● Task requirements
Copy out the material in full. Leave every line as it is.

● Records provided
PR #514, opened 2021-08-08
Feature/clone resolution

fajardoleo:


templates/clone-resolution-js.php
```diff
@@ -0,0 +1,75 @@
...
+    }
+?>
+<script type="text/javascript">
+    ( function( $ ) {
+        var $errorMessage = null;
+
+        $( document ).ready( function() {
+            var $cloneResolutionNotice = $( 'div[data-id="clone_resolution_options_notice"], div[data-id="temporary_duplicate_notice"]' );
+
+            if ( 1 === $cloneResolutionNotice.length ) {
```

● Response to this exercise
PR #514, opened 2021-08-08
Feature/clone resolution

fajardoleo:


templates/clone-resolution-js.php
```diff
@@ -0,0 +1,75 @@
...
+    }
+?>
+<script type="text/javascript">
+    ( function( $ ) {
+        var $errorMessage = null;
+
+        $( document ).ready( function() {
+            var $cloneResolutionNotice = $( 'div[data-id="clone_resolution_options_notice"], div[data-id="temporary_duplicate_notice"]' );
+
+            if ( 1 === $cloneResolutionNotice.length ) {
```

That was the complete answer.